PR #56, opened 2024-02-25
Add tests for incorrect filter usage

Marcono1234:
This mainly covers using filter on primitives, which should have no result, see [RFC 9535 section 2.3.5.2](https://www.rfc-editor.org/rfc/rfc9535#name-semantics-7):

::::::::::

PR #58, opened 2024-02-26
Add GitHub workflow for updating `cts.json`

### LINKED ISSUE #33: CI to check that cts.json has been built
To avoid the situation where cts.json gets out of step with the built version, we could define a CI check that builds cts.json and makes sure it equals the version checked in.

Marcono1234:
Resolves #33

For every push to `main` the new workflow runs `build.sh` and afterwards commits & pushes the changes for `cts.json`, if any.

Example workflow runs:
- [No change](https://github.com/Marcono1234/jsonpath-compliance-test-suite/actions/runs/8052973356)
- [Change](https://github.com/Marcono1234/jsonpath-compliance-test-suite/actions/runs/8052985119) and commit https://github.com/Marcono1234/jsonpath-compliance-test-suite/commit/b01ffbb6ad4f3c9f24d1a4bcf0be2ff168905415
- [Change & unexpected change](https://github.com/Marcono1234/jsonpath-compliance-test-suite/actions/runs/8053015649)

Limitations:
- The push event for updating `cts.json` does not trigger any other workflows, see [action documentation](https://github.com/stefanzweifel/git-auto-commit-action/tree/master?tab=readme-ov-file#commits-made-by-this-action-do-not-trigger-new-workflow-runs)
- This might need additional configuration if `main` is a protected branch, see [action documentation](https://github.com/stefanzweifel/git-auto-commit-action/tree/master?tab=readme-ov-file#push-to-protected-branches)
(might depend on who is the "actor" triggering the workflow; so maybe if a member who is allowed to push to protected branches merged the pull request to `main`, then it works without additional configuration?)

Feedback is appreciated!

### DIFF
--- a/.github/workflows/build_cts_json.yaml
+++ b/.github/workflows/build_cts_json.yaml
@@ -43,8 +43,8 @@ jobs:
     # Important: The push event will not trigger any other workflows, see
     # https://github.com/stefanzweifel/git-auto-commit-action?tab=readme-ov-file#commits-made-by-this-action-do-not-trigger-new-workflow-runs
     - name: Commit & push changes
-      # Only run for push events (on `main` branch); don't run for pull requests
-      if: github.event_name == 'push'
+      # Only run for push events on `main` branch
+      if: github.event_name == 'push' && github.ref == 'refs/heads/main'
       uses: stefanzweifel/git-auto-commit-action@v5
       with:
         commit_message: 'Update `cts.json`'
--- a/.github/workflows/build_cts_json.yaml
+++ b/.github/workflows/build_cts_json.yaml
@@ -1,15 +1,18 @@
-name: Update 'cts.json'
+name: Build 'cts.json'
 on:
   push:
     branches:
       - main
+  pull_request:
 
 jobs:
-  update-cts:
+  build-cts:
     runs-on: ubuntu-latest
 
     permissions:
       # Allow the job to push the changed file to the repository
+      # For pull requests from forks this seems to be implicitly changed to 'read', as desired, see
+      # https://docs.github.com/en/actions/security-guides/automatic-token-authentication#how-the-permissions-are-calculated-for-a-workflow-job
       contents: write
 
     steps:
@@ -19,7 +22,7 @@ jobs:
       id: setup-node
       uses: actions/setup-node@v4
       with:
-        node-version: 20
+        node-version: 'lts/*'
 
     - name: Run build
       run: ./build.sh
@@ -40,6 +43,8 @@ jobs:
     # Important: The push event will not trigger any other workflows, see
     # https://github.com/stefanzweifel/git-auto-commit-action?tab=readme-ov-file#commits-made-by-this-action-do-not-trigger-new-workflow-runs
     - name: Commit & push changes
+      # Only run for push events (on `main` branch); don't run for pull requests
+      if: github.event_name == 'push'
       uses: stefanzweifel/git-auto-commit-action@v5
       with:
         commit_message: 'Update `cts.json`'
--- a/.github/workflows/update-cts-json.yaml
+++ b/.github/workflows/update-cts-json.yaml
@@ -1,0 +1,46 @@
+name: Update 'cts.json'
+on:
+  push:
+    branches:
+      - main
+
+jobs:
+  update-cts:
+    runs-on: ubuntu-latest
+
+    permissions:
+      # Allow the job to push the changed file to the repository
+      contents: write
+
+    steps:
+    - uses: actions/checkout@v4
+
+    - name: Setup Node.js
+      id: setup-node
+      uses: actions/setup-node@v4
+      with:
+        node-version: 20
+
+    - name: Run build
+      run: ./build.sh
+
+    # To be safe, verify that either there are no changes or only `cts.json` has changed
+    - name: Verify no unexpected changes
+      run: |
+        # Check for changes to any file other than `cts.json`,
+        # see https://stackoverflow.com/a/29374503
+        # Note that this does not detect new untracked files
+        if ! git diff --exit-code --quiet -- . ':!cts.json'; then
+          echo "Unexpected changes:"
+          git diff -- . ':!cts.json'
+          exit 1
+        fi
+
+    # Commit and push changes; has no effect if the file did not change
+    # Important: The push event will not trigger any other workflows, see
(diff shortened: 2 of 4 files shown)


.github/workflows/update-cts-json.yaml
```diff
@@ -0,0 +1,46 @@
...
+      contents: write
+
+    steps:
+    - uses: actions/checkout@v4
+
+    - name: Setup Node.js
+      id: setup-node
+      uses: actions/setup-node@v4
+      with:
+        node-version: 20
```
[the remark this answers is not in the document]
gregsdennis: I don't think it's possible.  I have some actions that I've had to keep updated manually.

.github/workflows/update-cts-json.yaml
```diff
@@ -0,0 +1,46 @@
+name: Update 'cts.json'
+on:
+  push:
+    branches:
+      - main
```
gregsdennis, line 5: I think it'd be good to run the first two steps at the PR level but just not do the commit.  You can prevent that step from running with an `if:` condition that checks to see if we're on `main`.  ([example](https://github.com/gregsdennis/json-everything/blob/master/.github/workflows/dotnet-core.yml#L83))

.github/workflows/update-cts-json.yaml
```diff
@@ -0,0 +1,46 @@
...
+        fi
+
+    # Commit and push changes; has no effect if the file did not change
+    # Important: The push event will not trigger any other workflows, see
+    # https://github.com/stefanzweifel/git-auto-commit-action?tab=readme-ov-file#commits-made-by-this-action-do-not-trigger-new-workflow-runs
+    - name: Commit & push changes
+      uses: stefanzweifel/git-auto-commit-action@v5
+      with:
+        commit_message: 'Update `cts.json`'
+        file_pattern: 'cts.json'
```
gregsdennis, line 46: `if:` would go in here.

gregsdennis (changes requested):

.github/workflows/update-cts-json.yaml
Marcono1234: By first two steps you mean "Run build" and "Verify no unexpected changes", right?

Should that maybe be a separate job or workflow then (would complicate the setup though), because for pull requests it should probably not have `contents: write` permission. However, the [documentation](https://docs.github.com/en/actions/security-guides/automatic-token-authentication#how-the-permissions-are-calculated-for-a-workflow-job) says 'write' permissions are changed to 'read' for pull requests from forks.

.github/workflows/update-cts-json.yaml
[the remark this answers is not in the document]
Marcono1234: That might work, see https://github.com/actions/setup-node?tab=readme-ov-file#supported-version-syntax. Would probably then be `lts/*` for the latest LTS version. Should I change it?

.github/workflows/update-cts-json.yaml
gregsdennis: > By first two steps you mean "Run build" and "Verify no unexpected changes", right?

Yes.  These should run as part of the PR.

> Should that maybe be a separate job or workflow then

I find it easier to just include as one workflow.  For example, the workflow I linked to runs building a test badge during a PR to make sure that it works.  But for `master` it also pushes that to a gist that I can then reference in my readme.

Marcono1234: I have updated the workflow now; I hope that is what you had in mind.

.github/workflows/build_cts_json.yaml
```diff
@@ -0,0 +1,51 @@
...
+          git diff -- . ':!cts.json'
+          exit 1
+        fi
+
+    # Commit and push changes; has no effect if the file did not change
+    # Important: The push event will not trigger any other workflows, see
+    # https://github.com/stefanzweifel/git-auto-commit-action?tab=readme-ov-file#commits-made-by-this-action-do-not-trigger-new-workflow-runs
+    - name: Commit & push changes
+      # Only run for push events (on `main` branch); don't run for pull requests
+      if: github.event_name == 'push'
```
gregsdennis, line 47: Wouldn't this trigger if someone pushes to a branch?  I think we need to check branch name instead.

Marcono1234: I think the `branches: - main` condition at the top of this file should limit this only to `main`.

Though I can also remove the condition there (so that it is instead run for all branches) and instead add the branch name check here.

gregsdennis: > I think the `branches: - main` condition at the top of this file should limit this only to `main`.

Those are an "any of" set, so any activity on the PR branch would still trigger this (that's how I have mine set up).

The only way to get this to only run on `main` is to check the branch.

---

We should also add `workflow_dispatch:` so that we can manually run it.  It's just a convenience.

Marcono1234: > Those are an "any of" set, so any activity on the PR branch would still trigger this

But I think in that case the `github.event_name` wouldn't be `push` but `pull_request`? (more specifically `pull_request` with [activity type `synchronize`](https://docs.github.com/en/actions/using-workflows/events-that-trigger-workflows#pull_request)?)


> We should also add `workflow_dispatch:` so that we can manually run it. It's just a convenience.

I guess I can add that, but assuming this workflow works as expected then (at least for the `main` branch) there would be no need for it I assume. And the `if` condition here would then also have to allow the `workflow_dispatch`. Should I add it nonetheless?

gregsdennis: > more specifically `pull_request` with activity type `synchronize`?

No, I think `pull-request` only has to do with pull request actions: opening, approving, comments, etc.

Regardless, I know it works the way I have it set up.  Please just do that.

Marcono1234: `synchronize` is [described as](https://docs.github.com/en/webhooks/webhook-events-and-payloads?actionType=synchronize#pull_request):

::::::::::

» **Task requirements**
Extract, from the listing above, every line where the string "repository" occurs.

» **Result for this exercise**
       # Allow the job to push the changed file to the repository
+      # Allow the job to push the changed file to the repository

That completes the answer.